_Exercise prompt:_
Which lines of the records below contain the word "FLPATH"? Report each of them in full.

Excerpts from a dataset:

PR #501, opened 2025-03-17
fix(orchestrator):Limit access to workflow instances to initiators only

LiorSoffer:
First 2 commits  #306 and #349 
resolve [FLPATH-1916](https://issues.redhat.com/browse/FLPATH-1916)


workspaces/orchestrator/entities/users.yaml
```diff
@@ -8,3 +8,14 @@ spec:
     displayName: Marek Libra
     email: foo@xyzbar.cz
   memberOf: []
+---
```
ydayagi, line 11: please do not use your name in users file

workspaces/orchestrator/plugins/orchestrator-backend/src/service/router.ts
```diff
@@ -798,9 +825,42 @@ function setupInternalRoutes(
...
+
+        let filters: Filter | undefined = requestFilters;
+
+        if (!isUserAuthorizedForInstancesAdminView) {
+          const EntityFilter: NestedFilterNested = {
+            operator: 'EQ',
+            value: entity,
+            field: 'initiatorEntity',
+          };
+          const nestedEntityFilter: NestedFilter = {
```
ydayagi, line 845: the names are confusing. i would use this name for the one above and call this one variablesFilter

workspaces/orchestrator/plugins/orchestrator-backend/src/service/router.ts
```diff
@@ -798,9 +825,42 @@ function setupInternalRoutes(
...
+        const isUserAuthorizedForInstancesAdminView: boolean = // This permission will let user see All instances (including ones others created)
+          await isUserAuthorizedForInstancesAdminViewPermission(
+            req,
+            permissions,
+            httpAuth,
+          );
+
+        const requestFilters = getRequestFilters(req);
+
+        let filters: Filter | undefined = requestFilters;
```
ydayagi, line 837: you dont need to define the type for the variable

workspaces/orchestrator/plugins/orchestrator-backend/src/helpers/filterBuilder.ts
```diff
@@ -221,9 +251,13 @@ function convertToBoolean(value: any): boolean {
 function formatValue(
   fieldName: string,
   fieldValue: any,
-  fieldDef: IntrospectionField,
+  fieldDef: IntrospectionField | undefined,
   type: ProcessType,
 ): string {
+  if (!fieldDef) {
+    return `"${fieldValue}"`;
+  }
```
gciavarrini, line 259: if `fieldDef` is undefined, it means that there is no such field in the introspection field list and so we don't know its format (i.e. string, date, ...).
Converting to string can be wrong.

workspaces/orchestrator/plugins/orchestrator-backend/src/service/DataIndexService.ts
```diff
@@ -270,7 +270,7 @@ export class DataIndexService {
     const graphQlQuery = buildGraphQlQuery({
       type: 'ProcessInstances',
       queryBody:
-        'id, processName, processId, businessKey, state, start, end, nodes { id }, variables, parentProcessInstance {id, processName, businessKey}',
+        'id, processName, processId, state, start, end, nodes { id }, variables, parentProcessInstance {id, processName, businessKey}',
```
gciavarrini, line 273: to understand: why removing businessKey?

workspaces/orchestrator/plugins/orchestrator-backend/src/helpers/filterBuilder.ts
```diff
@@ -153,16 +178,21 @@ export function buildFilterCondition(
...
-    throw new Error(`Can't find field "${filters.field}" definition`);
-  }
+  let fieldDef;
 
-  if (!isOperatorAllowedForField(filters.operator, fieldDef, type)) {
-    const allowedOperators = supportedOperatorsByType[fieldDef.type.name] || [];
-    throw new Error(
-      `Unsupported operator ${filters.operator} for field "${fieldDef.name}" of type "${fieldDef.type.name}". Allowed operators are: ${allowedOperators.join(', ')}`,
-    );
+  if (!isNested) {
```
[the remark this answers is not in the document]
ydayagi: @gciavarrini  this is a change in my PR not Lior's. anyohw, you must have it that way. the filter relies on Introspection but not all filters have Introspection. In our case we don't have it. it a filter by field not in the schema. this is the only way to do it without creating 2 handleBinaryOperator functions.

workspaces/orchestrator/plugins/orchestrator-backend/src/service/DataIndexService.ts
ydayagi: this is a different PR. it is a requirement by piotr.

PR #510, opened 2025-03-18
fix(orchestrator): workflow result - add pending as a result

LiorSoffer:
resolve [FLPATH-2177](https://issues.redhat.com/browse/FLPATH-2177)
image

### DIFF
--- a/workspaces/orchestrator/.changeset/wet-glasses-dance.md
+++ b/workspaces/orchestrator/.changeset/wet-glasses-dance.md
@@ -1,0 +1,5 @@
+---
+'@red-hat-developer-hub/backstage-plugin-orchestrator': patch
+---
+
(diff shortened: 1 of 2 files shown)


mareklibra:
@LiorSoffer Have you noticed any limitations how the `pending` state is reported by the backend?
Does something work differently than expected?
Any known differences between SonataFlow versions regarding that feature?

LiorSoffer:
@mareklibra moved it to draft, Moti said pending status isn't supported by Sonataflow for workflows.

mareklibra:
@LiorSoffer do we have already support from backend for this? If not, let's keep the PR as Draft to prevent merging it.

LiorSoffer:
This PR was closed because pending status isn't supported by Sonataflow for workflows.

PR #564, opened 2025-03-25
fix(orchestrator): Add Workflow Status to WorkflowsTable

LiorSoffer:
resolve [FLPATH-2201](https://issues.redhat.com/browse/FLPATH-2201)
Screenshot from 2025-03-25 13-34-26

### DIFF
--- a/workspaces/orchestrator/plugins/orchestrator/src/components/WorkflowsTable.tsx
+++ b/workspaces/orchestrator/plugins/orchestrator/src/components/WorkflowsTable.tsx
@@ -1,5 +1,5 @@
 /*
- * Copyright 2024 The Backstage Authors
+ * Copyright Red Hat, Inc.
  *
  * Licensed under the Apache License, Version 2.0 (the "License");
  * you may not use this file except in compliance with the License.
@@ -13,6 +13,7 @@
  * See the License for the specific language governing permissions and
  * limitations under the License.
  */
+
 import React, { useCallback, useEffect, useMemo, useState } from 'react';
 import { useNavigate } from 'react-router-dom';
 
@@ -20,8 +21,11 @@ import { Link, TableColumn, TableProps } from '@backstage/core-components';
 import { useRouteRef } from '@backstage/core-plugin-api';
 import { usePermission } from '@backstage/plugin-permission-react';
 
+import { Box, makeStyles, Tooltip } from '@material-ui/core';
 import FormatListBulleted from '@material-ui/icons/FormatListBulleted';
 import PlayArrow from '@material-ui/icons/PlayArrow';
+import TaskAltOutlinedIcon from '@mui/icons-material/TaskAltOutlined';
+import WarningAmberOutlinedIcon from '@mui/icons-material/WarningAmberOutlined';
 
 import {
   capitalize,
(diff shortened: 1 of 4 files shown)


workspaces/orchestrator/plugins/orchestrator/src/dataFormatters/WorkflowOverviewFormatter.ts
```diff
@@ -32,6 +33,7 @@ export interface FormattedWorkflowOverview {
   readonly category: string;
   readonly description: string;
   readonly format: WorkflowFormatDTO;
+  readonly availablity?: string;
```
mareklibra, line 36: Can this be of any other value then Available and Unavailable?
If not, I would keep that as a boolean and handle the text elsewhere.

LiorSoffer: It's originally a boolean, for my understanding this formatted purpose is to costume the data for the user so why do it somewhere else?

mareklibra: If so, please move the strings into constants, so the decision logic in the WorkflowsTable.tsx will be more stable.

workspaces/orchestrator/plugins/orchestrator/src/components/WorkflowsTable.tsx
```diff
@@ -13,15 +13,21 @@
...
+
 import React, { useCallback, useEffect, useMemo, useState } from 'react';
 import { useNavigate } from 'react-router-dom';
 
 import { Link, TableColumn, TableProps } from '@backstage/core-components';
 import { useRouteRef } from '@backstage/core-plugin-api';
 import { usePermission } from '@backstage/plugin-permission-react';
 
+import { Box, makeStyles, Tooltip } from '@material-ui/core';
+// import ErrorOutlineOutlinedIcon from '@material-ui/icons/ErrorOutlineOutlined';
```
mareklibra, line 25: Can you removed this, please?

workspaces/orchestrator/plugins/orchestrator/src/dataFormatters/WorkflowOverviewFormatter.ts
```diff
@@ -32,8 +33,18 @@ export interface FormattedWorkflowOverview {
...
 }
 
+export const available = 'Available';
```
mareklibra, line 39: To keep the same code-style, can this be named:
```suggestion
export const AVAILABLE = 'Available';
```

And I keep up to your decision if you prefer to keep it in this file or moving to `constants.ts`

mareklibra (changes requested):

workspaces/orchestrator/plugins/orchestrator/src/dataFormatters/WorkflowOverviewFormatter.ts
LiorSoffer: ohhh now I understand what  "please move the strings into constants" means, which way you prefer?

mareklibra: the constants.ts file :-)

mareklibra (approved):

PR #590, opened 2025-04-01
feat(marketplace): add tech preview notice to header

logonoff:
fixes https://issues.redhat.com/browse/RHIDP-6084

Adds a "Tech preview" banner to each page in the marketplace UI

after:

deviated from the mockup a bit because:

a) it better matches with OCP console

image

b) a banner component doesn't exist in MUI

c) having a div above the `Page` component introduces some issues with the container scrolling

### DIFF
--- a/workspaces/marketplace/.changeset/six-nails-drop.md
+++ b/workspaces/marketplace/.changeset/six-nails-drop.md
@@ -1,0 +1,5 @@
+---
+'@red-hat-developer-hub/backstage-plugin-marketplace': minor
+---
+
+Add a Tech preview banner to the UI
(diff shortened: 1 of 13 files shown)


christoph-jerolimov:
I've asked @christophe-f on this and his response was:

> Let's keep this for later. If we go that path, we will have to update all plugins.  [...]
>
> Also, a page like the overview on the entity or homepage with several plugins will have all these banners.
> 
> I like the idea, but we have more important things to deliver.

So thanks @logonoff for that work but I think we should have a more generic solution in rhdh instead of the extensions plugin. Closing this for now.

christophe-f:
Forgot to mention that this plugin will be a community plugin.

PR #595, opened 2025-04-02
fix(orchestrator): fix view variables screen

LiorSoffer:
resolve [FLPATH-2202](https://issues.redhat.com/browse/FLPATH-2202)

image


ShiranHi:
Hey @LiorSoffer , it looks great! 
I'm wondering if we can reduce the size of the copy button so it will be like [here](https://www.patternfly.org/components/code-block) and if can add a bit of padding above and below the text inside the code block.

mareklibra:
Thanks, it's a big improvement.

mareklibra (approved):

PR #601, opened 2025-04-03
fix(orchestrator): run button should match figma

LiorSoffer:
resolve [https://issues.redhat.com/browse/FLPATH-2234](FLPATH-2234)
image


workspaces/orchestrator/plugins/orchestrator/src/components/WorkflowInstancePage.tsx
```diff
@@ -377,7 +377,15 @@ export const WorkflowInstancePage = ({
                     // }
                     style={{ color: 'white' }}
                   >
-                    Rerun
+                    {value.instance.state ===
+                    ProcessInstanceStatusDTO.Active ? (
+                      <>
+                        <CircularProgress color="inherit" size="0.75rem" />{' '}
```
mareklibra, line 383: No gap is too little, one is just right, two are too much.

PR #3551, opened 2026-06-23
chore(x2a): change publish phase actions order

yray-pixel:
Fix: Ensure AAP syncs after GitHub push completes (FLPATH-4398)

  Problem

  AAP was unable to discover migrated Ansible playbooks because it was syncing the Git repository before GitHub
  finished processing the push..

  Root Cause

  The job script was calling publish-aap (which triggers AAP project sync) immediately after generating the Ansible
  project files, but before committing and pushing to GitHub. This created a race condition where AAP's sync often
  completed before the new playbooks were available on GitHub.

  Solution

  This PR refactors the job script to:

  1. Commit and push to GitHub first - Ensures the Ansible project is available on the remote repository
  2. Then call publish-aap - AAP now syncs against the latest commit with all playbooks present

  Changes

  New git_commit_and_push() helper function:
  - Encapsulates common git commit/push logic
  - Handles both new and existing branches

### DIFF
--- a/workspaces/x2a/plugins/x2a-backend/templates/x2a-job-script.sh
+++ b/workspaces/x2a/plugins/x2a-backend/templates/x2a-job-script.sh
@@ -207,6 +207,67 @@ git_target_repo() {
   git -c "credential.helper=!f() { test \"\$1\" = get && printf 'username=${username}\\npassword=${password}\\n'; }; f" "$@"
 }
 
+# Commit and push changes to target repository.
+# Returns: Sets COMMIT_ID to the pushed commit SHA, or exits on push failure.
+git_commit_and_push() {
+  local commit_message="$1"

_Exercise response:_
resolve [FLPATH-1916](https://issues.redhat.com/browse/FLPATH-1916)
resolve [FLPATH-2177](https://issues.redhat.com/browse/FLPATH-2177)
resolve [FLPATH-2201](https://issues.redhat.com/browse/FLPATH-2201)
resolve [FLPATH-2202](https://issues.redhat.com/browse/FLPATH-2202)
resolve [https://issues.redhat.com/browse/FLPATH-2234](FLPATH-2234)
Fix: Ensure AAP syncs after GitHub push completes (FLPATH-4398)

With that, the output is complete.